[Collected data]
——————

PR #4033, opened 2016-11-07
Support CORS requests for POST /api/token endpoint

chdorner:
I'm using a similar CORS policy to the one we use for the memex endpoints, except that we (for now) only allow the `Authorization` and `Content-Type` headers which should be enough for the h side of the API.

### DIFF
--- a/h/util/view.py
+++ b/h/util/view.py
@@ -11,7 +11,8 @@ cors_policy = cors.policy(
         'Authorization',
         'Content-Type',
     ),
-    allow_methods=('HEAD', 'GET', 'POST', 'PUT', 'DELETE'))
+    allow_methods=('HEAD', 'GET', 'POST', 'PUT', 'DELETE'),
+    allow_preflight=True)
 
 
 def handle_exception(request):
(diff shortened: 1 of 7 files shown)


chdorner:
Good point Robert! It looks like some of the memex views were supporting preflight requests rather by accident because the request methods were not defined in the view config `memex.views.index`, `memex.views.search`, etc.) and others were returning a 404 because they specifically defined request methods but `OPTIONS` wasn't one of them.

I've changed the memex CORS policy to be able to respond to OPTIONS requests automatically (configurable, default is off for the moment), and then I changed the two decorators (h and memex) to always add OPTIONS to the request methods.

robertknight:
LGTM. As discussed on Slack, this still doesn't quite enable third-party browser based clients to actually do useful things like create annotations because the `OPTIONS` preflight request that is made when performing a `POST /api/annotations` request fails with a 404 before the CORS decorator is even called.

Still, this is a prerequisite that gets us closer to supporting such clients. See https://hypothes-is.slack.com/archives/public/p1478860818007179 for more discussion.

——————

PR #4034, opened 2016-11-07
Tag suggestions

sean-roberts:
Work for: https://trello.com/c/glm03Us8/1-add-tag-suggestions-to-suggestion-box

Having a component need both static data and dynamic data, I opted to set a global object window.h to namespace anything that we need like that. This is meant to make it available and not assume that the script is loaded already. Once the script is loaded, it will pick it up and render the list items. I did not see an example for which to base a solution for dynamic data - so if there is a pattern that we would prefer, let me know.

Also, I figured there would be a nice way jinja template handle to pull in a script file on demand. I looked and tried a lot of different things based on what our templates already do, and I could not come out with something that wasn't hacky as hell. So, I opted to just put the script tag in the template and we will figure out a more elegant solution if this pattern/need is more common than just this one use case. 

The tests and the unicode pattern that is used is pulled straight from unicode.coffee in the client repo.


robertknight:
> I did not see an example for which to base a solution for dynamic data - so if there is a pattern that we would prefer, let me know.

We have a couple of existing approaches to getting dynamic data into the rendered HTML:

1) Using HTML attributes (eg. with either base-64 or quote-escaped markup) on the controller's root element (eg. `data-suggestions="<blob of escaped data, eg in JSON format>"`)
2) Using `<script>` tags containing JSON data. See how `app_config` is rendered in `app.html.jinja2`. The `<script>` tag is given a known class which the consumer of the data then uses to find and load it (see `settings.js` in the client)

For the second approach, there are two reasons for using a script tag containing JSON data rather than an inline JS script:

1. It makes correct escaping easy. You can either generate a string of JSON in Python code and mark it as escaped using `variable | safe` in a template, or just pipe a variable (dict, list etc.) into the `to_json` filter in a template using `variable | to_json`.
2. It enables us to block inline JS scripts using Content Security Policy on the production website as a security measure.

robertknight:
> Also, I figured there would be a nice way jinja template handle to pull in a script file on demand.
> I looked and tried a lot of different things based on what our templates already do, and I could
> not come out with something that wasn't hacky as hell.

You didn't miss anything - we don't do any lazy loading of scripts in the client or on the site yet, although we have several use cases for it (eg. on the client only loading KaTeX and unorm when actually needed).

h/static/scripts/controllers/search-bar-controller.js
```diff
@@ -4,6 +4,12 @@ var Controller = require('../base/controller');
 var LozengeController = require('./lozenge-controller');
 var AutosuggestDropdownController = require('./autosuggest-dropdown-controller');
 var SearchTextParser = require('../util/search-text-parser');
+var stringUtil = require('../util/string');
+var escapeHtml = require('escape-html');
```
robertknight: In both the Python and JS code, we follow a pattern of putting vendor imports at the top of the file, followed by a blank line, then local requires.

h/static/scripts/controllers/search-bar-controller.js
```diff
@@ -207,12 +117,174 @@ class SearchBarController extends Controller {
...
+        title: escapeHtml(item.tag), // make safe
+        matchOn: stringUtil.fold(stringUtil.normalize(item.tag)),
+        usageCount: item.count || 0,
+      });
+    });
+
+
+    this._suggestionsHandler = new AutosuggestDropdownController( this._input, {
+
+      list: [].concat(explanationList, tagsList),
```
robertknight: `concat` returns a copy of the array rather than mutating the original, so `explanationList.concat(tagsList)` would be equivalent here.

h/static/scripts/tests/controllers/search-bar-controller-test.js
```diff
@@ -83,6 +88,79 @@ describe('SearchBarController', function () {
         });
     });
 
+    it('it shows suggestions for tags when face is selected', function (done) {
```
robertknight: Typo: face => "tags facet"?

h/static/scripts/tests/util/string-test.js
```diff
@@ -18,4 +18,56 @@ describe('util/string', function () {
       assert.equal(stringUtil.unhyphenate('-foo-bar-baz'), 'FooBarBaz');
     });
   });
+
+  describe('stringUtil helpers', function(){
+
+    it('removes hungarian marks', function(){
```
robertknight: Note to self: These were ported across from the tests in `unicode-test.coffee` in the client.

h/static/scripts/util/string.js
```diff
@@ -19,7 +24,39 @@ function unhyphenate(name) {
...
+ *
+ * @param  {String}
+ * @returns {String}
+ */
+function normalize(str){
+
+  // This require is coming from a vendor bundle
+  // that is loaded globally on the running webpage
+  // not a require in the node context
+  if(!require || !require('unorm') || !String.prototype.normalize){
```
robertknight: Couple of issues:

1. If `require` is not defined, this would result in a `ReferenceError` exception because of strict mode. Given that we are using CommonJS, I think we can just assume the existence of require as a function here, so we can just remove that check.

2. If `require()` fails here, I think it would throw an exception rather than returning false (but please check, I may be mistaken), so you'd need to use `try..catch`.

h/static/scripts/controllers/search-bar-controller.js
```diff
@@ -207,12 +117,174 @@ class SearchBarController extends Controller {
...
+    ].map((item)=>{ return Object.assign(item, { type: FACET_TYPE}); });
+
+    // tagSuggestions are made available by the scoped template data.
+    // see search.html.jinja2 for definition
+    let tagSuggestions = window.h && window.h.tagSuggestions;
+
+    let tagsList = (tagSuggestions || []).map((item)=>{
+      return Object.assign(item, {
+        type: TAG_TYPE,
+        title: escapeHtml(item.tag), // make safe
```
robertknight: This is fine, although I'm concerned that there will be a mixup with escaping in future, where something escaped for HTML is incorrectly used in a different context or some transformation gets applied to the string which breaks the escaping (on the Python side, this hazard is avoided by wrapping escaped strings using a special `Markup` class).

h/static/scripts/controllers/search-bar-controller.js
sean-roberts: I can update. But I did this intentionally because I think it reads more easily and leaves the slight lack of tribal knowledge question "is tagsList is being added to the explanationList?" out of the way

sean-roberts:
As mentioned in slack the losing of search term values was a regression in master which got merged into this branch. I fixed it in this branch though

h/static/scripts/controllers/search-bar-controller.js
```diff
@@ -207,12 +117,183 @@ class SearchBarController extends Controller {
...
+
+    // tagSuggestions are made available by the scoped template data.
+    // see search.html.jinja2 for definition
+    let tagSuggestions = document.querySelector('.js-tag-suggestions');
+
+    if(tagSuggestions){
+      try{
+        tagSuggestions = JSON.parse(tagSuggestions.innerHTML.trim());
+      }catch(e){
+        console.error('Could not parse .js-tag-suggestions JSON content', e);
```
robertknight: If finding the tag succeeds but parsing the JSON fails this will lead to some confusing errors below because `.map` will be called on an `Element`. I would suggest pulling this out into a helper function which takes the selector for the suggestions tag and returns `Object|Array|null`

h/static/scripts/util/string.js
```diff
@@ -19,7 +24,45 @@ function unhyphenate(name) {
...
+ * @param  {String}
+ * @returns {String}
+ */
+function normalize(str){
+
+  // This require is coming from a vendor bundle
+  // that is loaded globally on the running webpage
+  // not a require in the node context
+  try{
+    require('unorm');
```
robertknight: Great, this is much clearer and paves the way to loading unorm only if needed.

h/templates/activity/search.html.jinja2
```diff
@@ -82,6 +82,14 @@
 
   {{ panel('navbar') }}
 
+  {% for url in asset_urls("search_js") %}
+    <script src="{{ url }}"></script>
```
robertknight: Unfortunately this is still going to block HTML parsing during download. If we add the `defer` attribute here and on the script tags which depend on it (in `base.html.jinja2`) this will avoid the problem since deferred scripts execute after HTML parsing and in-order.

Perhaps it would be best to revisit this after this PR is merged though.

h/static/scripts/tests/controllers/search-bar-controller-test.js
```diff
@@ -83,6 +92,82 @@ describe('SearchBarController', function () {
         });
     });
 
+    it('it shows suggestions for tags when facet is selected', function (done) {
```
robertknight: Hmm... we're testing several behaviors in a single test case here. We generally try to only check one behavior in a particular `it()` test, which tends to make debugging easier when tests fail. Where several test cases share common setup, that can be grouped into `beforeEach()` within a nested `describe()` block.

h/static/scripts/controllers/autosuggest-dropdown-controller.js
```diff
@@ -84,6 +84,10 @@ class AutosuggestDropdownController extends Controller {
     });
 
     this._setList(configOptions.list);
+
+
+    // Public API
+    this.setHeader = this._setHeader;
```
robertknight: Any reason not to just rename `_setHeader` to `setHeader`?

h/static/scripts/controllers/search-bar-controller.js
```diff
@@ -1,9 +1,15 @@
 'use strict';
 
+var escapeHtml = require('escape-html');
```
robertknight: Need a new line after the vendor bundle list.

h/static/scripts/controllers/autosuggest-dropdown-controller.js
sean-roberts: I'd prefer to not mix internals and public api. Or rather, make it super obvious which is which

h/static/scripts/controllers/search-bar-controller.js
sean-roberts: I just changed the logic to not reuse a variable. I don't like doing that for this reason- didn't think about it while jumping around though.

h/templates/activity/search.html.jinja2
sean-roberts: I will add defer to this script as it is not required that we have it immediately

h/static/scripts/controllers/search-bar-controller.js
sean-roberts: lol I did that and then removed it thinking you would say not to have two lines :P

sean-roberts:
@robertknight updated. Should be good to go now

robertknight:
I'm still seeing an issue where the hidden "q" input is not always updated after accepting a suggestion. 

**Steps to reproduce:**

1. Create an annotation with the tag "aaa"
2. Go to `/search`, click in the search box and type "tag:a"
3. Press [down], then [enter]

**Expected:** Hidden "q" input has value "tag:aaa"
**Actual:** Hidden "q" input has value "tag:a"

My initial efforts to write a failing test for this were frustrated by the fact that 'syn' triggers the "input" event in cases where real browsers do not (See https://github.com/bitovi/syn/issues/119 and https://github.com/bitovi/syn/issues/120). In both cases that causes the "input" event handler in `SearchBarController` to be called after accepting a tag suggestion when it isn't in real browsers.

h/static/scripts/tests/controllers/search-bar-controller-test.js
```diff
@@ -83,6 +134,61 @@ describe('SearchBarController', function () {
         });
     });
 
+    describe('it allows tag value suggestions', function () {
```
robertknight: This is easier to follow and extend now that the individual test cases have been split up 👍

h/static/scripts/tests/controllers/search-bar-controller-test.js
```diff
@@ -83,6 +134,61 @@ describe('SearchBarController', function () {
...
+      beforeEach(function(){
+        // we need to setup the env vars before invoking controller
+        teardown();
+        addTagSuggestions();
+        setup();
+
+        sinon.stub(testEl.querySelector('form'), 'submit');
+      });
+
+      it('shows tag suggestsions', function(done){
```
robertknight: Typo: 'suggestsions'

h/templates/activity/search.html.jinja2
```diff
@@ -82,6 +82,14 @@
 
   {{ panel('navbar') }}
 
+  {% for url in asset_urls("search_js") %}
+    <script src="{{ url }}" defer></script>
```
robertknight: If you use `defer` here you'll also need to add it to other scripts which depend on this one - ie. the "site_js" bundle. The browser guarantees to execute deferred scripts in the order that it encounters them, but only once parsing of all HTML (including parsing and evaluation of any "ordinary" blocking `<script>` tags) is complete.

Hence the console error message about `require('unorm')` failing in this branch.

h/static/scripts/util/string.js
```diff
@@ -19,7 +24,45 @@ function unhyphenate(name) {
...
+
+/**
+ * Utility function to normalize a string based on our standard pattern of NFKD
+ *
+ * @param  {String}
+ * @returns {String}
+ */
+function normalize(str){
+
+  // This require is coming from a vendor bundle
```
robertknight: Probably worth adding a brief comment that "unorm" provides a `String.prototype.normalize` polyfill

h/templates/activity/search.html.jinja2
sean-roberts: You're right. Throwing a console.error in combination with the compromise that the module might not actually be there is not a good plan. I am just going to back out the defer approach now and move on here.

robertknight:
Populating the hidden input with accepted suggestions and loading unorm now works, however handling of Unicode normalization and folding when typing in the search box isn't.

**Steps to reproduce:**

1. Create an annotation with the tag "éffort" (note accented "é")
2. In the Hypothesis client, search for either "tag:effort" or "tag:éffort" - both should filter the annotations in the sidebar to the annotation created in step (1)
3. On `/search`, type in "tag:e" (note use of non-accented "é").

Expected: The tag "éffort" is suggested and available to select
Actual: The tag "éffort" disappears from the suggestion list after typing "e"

——————

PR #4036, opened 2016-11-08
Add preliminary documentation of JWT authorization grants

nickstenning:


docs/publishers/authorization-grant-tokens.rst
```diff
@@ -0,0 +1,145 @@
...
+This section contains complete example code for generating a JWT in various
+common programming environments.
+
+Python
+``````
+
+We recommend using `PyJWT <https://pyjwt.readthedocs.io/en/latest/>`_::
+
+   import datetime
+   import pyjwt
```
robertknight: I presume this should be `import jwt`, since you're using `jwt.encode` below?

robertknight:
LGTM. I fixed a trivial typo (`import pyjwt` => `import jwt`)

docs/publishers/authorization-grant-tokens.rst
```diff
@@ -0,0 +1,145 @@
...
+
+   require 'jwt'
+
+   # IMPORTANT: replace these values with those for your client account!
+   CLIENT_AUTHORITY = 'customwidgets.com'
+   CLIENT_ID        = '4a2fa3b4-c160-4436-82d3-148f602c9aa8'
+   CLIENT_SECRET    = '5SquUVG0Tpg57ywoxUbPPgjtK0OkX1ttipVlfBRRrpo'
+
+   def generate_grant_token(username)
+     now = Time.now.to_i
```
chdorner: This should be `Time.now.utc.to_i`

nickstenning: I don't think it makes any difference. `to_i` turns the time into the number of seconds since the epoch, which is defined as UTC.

——————

WHAT YOU HAVE TO DO. Tally the lines of the entries that carry the word "done" and say only that number.

ANSWER SECTION. 3